* **What you are asked to do**: Would you write out all of the entries below, exactly as they stand?

Saved data entries:
---
PR #108, opened 2019-03-28
Set default max stepsize for optimization in Gaussian

oscarwumit:
As suggested by Duminda, setting MaxStep = 5 in Gaussian gives better TS
result. The default value in G16 is MaxStep = 30 (less rigorious)


alongd:
Thanks! Then let's also add it to `optfreq` and `composite` job types

oscarwumit:
I added maxstep=5 to all related gaussian TS job types. @alongd

alongd:
Thanks!!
---
* **Answer for this exercise**:
PR #108, opened 2019-03-28
Set default max stepsize for optimization in Gaussian

oscarwumit:
As suggested by Duminda, setting MaxStep = 5 in Gaussian gives better TS
result. The default value in G16 is MaxStep = 30 (less rigorious)


alongd:
Thanks! Then let's also add it to `optfreq` and `composite` job types

oscarwumit:
I added maxstep=5 to all related gaussian TS job types. @alongd

alongd:
Thanks!!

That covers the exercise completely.